TELEGRAM TO GENERAL U. S. GRANT.
EXECUTIVE MANSION, WASHINGTON, August 17, 1864.

LIEUTENANT-GENERAL GRANT, City Point, Va.:

I have seen your despatch expressing your unwillingness to break your
hold where you are. Neither am I willing. Hold on with a bulldog
grip, and chew and choke as much as possible.

A. LINCOLN.

PROCLAMATION CONCERNING COMMERCIAL REGULATIONS,
AUGUST 18, 1864.

BY THE PRESIDENT OF THE UNITED STATES OF AMERICA:

A Proclamation.

Whereas the act of Congress of the 28th of September, 1850, entitled
"An act to create additional collection districts in the State of
California, and to change the existing districts therein, and to
modify the existing collection districts in the United States,"
extends to merchandise warehoused under bond the privilege of being
exported to the British North American provinces adjoining the United
States, in the manner prescribed in the act of Congress of the 3d of
March, 1845, which designates certain frontier ports through which
merchandise may be exported, and further provides "that such other
ports, situated on the frontiers of the United States adjoining the
British North American provinces, as may hereafter be found
expedient, may have extended to them the like privileges, on the
recommendation of the Secretary of the Treasury, and proclamation
duly made by the President of the United States, specially
designating the ports to which the aforesaid privileges are to be
extended."

Now, therefore, I, Abraham Lincoln, President of the United States of
America, in accordance with the recommendation of the Secretary of
the Treasury, do hereby declare and proclaim that the port of
Newport, in the State of Vermont, is and shall be entitled to all the
privileges in regard to the exportation of merchandise in bond to the
British North American provinces adjoining the United States, which
are extended to the ports enumerated in the seventh section of the
act of Congress of the 3d of March, 1845, aforesaid, from and after
the date of this proclamation.

In witness whereof, I have hereunto set my hand and caused the seal
of the United States to be affixed. Done at the city of Washington,
this eighteenth day of August, in the year of our Lord one thousand
eight hundred and sixty-four, and of the independence of the United
States of America, the eighty-ninth.

ABRAHAM LINCOLN.

By the President:
WILLIAM H. SEWARD, Secretary of State.

INDORSEMENT CONCERNING AN EXCHANGE OF PRISONERS, AUGUST 18, 1864.

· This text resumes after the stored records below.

PR #978, opened 2019-04-10
salt: implement true Kubernetes RBAC-based authn/authz

NicolasT:
Fixes: #751

### DIFF
--- a/salt/_auth/kubernetes_rbac.py
+++ b/salt/_auth/kubernetes_rbac.py
@@ -81,9 +81,39 @@ def _auth_basic(kubeconfig, username, token):
 
 @_log_exceptions
 def _groups_basic(kubeconfig, username, token):
-    return [
-        'node_admin',
-    ]
+    kubeconfig.api_key = {
+        'authorization': token,
+    }
+    kubeconfig.api_key_prefix = {
+        'authorization': 'Basic',
+    }
+    kubeconfig.username = username
+    kubeconfig.password = None
+    kubeconfig.cert_file = None
+    kubeconfig.key_file = None
+
+    client = kubernetes.client.ApiClient(configuration=kubeconfig)
+
+    authz_api = kubernetes.client.AuthorizationV1Api(api_client=client)
+
+    groups = set()
+
+    result = authz_api.create_self_subject_access_review(
+        body=kubernetes.client.V1SelfSubjectAccessReview(
+            spec=kubernetes.client.V1SelfSubjectAccessReviewSpec(
+                resource_attributes=kubernetes.client.V1ResourceAttributes(
+                    resource='nodes',
+                    verb='*',
+                ),
+            ),
+        ),
+    )
+
+    if result.status.allowed:
+        groups.add('node-admins')
+
+    return list(groups)
+
 
 AUTH_HANDLERS['basic'] = {
     'auth': _auth_basic,
--- a/salt/_auth/kubernetes_rbac.py
+++ b/salt/_auth/kubernetes_rbac.py
@@ -1,29 +1,120 @@
 import base64
 import logging
 
+MISSING_DEPS = []
+
+try:
+    import kubernetes.client
+    import kubernetes.config
+except ImportError:
+    MISSING_DEPS.append('kubernetes')
+
+try:
+    import requests
+except ImportError:
+    MISSING_DEPS.append('requests')
+
+
 log = logging.getLogger(__name__)
 
 __virtualname__ = 'kubernetes_rbac'
 
 def __virtual__():
-    return __virtualname__
+    if MISSING_DEPS:
+        return False, 'Missing Python dependencies: {}'.format(
+            ', '.join(MISSING_DEPS))
+    else:
+        return __virtualname__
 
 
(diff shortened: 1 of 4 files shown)


NicolasT:
~Currently based on the branch of #760 so not ready for merge as-is.~ Merged

NicolasT:
@bert-e wait

NicolasT:
~For some reason this doesn't sync with the changes that landed into the target branch in-between, so this looks much 'bigger' than it is. Hmpf...~ Fixed by force-pushing a bogus change (in the commit messages)

NicolasT:
@bert-e reset

salt/_auth/kubernetes_rbac.py
```diff
@@ -1,31 +1,152 @@
...
-    'basic': {
-        'auth': lambda username, token: all([
-            username == ADMIN_USERNAME,
-            token == ADMIN_TOKEN,
-        ]),
-        'groups': lambda _u, _t: [
-            'node_admin',
-        ],
-    },
+    if not HAS_KUBERNETES_DEPS:
```
gdemonet: Small suggestion to avoid masking one of the missing deps if the other one is missing as well:

```python
DEPS_CHECK = {}
try:
    import kubernetes.config
    DEPS_CHECK["python-kubernetes"] = True
except ImportError:
    DEPS_CHECK["python-kubernetes"] = False

try:
    import requests
    DEPS_CHECK["requests"] = True
except ImportError:
    DEPS_CHECK["requests"] = False

...

def __virtual__():
    if not all(DEPS_CHECK.values()):
        return False, 'Missing dependencies: {}'.format(
            ', '.join(dep_name for dep_name, check in DEPS_CHECK.items() if not check)
        )

    return __virtualname__
```

NicolasT: I'll apply a variation of this.

NicolasT: Somewhat simpler IMHO: https://github.com/scality/metalk8s/pull/978/files#diff-4746d4a429f108ddab90fc4a5c9fcb03R4

NicolasT:
@bert-e reset

NicolasT:
@bert-e approve

salt/_auth/kubernetes_rbac.py
```diff
@@ -1,31 +1,152 @@
...
+
+
+@_log_exceptions
+def _auth_basic(kubeconfig, username, token):
+    decoded = base64.decodestring(token)
+    if ':' not in decoded:
+        log.warning('Invalid Basic token format: missing ":"')
+        return False
+
+    (token_username, _) = decoded.split(':', 1)
```
gdemonet, line 51: minor: No need for the parentheses on the left-hand side, and even more explicit to use indexing:

```suggestion
    token_username = decoded.split(':', 1)[0]
```

salt/_auth/kubernetes_rbac.py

If General Hitchcock can effect a special exchange of Thomas D.
Armesy, now under conviction as a spy, or something of the sort, and
in prison at for Major Nathan Goff, made a prisoner of war, and now
in prison at Richmond, let it be done.

A. LINCOLN.

ADDRESS TO THE 164TH OHIO REGIMENT,

AUGUST 18, 1864.

SOLDIERS:--You are about to return to your homes and your friends,
after having, as I learn, performed in camp a comparatively short
term of duty in this great contest. I am greatly obliged to you, and
to all who have come forward at the call of their country. I wish it
might be more generally and universally understood what the country
is now engaged in. We have, as all will agree, a free government,
where every man has a right to be equal with every other man. In
this great struggle, this form of government and every form of human
right is endangered if our enemies succeed. There is more involved
in this contest than is realized by every one. There is involved in
this struggle, the question whether your children and my children
shall enjoy the privileges we have enjoyed. I say this, in order to
impress upon you, if you are not already so impressed, that no small
matter should divert us from our great purpose.